> [EXERCISE PROMPT]: Each line below from the one containing "PR #744, opened 2025-09-15" through the one containing "vscode.TextDocument, diagnostics: vscod" is to be given again exactly, and no line outside that span.

> [LISTED RECORDS]:
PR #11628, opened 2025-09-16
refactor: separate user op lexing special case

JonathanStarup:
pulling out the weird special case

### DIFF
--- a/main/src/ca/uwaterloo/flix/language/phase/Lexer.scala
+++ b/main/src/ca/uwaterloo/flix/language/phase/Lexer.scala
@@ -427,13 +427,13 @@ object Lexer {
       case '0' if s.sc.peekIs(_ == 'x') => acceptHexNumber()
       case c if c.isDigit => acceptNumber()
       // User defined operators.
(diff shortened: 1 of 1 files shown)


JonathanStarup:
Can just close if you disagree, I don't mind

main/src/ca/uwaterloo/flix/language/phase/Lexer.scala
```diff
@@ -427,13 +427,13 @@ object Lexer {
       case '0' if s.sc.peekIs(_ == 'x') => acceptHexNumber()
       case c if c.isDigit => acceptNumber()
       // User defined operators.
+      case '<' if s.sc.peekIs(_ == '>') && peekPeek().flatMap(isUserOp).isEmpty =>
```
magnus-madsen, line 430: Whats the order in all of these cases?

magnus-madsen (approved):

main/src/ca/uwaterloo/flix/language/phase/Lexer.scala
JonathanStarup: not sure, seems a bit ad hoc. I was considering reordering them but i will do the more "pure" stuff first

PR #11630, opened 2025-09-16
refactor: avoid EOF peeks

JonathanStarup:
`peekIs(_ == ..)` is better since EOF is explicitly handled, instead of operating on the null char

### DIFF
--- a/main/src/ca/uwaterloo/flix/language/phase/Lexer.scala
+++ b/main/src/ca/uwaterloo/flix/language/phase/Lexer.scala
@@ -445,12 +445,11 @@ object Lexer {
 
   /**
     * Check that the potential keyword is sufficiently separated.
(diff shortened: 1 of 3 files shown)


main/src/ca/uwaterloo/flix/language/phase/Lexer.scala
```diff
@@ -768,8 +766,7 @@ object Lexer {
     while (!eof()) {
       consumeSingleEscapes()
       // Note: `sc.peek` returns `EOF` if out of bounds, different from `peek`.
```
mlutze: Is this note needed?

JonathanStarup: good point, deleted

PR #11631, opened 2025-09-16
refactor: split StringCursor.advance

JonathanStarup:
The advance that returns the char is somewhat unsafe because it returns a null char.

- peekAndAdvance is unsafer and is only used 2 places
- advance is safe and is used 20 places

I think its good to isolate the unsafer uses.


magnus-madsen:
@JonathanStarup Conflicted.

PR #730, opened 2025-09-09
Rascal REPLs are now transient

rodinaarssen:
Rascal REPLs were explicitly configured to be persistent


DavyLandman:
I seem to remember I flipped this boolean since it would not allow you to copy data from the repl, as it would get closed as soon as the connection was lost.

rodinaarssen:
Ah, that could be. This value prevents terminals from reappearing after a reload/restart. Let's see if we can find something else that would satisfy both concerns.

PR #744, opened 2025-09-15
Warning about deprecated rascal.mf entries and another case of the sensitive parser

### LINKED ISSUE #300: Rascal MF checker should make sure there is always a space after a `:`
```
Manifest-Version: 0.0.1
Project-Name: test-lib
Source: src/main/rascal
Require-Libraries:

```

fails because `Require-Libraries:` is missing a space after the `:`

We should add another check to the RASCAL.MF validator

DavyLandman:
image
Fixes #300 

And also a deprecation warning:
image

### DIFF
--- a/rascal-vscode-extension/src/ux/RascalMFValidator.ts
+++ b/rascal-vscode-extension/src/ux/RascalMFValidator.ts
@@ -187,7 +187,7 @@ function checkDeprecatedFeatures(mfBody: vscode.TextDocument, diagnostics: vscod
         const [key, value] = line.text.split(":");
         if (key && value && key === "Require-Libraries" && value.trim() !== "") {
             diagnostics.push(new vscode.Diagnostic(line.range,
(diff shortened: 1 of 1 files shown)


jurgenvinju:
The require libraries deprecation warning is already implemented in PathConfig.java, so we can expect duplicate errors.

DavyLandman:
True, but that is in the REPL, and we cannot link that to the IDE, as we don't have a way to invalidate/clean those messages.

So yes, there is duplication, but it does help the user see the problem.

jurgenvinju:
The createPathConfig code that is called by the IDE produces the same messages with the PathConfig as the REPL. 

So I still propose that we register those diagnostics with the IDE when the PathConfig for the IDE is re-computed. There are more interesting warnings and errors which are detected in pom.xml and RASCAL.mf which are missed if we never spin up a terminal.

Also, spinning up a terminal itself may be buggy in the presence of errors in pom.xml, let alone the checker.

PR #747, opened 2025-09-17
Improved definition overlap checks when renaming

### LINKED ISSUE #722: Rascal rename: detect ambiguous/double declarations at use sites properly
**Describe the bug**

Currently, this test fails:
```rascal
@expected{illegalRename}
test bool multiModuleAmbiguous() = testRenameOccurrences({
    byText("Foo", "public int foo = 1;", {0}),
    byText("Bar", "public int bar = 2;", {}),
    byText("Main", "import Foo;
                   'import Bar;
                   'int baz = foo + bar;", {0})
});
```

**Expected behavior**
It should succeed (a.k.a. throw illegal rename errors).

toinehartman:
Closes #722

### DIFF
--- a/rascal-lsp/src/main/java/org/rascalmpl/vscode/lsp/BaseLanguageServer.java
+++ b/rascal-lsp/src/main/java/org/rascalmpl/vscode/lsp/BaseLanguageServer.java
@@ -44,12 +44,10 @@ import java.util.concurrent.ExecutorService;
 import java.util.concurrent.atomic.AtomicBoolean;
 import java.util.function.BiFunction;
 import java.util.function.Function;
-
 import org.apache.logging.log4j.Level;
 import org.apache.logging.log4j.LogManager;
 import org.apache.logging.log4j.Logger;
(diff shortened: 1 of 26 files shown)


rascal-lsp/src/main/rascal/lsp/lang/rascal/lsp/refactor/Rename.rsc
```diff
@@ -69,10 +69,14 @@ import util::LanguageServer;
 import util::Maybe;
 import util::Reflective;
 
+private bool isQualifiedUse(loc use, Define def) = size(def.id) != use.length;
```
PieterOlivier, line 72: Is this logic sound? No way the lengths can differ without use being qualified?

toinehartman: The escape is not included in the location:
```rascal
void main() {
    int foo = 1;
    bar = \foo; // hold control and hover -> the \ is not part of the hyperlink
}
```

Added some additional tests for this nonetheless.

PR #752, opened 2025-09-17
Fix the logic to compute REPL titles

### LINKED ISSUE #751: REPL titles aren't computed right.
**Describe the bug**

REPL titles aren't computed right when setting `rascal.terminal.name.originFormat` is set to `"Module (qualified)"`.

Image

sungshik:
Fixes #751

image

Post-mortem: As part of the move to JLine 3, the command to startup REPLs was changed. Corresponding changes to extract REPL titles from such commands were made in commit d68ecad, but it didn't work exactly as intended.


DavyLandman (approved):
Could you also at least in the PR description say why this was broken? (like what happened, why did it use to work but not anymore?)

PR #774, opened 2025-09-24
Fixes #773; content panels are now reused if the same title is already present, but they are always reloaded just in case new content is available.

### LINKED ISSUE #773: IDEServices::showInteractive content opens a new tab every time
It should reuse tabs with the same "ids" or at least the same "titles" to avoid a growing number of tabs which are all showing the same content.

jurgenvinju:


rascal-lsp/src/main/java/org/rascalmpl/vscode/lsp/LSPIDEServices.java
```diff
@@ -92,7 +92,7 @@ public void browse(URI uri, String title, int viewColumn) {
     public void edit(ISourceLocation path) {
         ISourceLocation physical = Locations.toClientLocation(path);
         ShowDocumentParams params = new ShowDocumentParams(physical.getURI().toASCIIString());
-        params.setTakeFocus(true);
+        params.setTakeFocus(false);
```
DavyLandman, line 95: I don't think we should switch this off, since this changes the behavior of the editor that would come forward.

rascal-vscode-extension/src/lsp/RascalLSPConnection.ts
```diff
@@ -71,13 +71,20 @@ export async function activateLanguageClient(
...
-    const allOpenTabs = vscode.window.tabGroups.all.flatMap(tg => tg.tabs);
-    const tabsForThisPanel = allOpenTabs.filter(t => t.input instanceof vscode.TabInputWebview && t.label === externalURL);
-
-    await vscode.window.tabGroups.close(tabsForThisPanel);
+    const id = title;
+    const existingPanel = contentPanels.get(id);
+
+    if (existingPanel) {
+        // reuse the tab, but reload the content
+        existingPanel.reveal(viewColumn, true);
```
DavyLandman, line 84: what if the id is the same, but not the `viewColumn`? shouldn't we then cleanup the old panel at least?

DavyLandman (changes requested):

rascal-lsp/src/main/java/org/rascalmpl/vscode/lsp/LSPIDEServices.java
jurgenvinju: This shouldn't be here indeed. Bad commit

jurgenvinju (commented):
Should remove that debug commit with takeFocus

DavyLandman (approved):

> [TASK RESPONSE]:
PR #744, opened 2025-09-15
Warning about deprecated rascal.mf entries and another case of the sensitive parser

### LINKED ISSUE #300: Rascal MF checker should make sure there is always a space after a `:`
```
Manifest-Version: 0.0.1
Project-Name: test-lib
Source: src/main/rascal
Require-Libraries:

```

fails because `Require-Libraries:` is missing a space after the `:`

We should add another check to the RASCAL.MF validator

DavyLandman:
image
Fixes #300 

And also a deprecation warning:
image

### DIFF
--- a/rascal-vscode-extension/src/ux/RascalMFValidator.ts
+++ b/rascal-vscode-extension/src/ux/RascalMFValidator.ts
@@ -187,7 +187,7 @@ function checkDeprecatedFeatures(mfBody: vscode.TextDocument, diagnostics: vscod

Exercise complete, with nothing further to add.